As a machine learning engineer, you will develop ML architecture and feature engineering solutions impacting multiple business areas, including internal tooling.
Work Responsibilities
- Develop and Optimize ML Models: Design, build, and optimize machine learning models to solve complex problems, focusing on performance and scalability for large-scale production systems.
- Feature Engineering: Improve robustness and accuracy of ML models through deep feature engineering, especially in NLP, computer vision, and multimodal learning.
- Model Deployment and Integration: Integrate ML solutions into existing products and services in collaboration with cross-functional teams.

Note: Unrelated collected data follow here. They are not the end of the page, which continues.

PR #17, opened 2026-08-06
ci: automate releases with release-please and npm trusted publishing

jlucaso1:
Releases here are manual today: bump `package.json` by hand, then `npm publish` from a laptop. Two problems — the tarball depends on the state of that disk, and publishing needs a long-lived npm token.

## How it works

`release-please` keeps a release PR up to date from the conventional commits already used in this repo. Merging that PR tags the release, and **only that tag** triggers a publish — the version bump stays reviewable instead of firing on every merge to `main`.

The publish job authenticates to npm over **OIDC (trusted publishing)** rather than a stored token. Provenance attestations are attached automatically, so no `--provenance` flag and no `NODE_AUTH_TOKEN` anywhere.

## Choices worth flagging

- **release-please over semantic-release** — semantic-release publishes straight off the merge, with no reviewable bump. release-please matches the conventional commits already in use without asking for a changeset file on every PR.
- **Actions pinned to commit SHAs** — this workflow is the publish path, so a moving tag on a third-party action would be a supply-chain hole.
- **`npm-publish` environment** — already created on the repo. Add required reviewers there to gate releases; the same name scopes the OIDC trust on npm.
- **`npm install -g npm@latest`** — trusted publishing needs npm >= 11.5.1, and the version bundled with a Node release is just whatever shipped with it.
- **Suite re-runs against the tag** before publishing. Redundant with the PR checks, but publishing cannot be undone.

## Required before this can publish

One-time trusted publisher setup on npmjs.com for `@oxidezap/baileyrs`, naming this repository, `release.yml`, and the `npm-publish` environment. Until that exists the publish step fails — nothing else in CI is affected.

## Note on ordering

The manifest pins `0.0.33`, the version currently on `main`. #16 bumps to `0.0.34` by hand; if it merges first, the manifest needs to follow before this lands, otherwise release-please would propose a bump from the wrong base.

---
## Summary by cubic
Automates package releases with `release-please` and `npm` trusted publishing. Adds a safe, tag-based recovery path and blocks unmerged code from publishing.

- **New Features**
  - Auto-generated release PR via `release-please`; merging it creates the tag and triggers publish.
  - Optional GitHub App token to auto-run checks; otherwise `GITHUB_TOKEN` requires “Approve and run”.
  - Verify and publish both check out the exact commit `release-please` tagged; push runs refuse when the event SHA differs and instruct to dispatch on the tag.
  - Recovery via `workflow_dispatch` on a release tag only: commit must be reachable from `main`, a GitHub release must exist, the tag must match `package.json`’s version, and implicit `latest` is rejected if a higher version exists; a single global concurrency group avoids push/dispatch races.
  - Publish uses OIDC (no long‑lived token) with automatic provenance; Node 24 and `npm@11.19.0` pinned; `npm ci --ignore-scripts`, explicit build, and `scripts/check-pack.ts` validate package contents.
  - Only `feat`/`fix`/`perf` trigger a release; use `fix(deps): …` for dependency bumps; actions pinned to SHAs.

- **Migration**
  - One-time trusted publisher setup on `npm` for `@oxidezap/baileyrs`, linking this repo, `release.yml`, and the `npm-publish` environment.
  - `.release-please-manifest.json` is set to `0.0.34`; update if `main` differs.

<sup>Written for commit 837ef395c2da761c5a55f6cd4f9eac4d805c381c. Summary will update on new commits.</sup>

## Summary by CodeRabbit

* **New Features**
  * Added automated release creation when changes are pushed to the main branch.
  * Added package publishing with build, validation, and provenance checks.
  * Added automated version management and changelog generation.

* **Chores**
  * Configured release tags, versioning rules, and categorized changelog sections.


jlucaso1:
Applied the review findings, plus a rebase onto main now that #16 merged.

**Pinned npm** (`npm@11.19.0`, was `@latest`) — greptile P2 / codex P2. Valid: that binary runs `npm publish` with the OIDC token, so a floating tag puts unreviewed code on the privileged path. Pinned to the latest 11.x rather than 12.0.2 to stay on the major the runners already ship.

**`persist-credentials: false`** on checkout — the job runs third-party install and build scripts while holding publish rights, and nothing talks to the remote after checkout.

**Manifest bumped to `0.0.34`** to match main after #16.

---

**Not applied: the PAT for release PR checks** (codex P1). The mechanism is real and documented — GitHub suppresses workflow triggers for events made with `GITHUB_TOKEN`, so the release PR opens with no check runs. But:

- Neither consequence the finding describes currently applies: `main` has no branch protection, so the PR cannot be blocked waiting on required statuses, and there are no "asserted checks" being bypassed.
- The fix costs a long-lived PAT or GitHub App credential, which is exactly what the OIDC publish removes. Trading a scoped, short-lived token for a stored one to check a PR that only edits `version` and `CHANGELOG.md` is a bad trade.
- The publish job re-runs the full suite against the tag before publishing, so nothing ships unverified either way.

Documented in the workflow with the condition that would change the answer: if `main` ever gets required status checks, the release PR becomes unmergeable and a GitHub App token is then warranted.

jlucaso1:
Second round applied. Two of the three findings were already fixed in the previous push (`npm@latest` → `npm@11.19.0`, and the App-token path for release PR checks) — those comments predate it. The two that still stood:

## Publish credentials reachable by install/test code — applied

cubic P1 and greptile converged on this, and it was fair: `npm ci` runs dependency lifecycle hooks and the suite ran in the same job holding `id-token: write`, so any of it could mint a token and publish under this package identity.

Split into two jobs:

- **`verify`** (no `id-token`): `npm ci`, lint, format, tests.
- **`publish`** (`id-token: write`, needs `verify`): `npm ci --ignore-scripts`, explicit `npm run build`, `check-pack`, then `npm publish --ignore-scripts`.

Dependency install hooks and the test suite no longer run anywhere near the token. What is left in the privileged job is the build itself, which cannot be removed while the published content is generated.

I did **not** take the "hand a prebuilt tarball to a minimal publish job" route. It is the stronger version of the same idea, but npm documents provenance against publishing from the package directory and is silent on pre-packed tarballs — I was not willing to trade a confirmed provenance guarantee for an unverified one. Happy to revisit if that gets clarified.

Verified locally before pushing that `npm ci --ignore-scripts && npm run build && node scripts/check-pack.ts` works — skipping install hooks does not break the build here (`check-pack: 259 files, no duplicates`).

## `chore(deps):` would never release — applied

Good catch, and it would have bitten exactly the most common change in this repo. Only feat/fix/perf produce a release; this repo bumps the bridge as `chore(deps): …` (`fe9a641`, and my own `9c780b1`), which release-please types as `chore`. Such a bump would sit on main unpublished until an unrelated releasable commit dragged it out.

Also dropped the `deps` entry from `changelog-sections` — it was decorative, since no commit here is typed `deps`. Documented in the workflow header that dependency bumps go as `fix(deps): …`.

jlucaso1:
Third round. Two applied, two rejected with evidence.

## Applied

**`issues: write` on the release job** (coderabbit, Major). Correct — release-please labels the release PR, and PR labels go through the issues API. I had granted it on the App but forgotten it on the job `permissions`, which is what governs the `GITHUB_TOKEN` fallback path.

- Research and Innovation: Stay updated with the latest research and advancements in AI, machine learning, NLP, and computer vision.
- Engineering Infrastructure: Design infrastructure to support scalable machine learning systems.
- Experimentation and Testing: Perform A/B testing and experiments to assess and improve model performance.
Unique Challenges
- Develop AI-driven solutions with large-scale data, impacting tens of millions of users.
- Bridge cutting-edge research and practical deployment, translating state-of-the-art AI/LLM into business solutions.
- Collaborate across teams to build and refine large-scale ML infrastructure.
Qualifications
Required
- Shared belief in the team's mission and values.
- Bachelor’s degree in Computer Science, Engineering, or related technical field, or equivalent practical experience.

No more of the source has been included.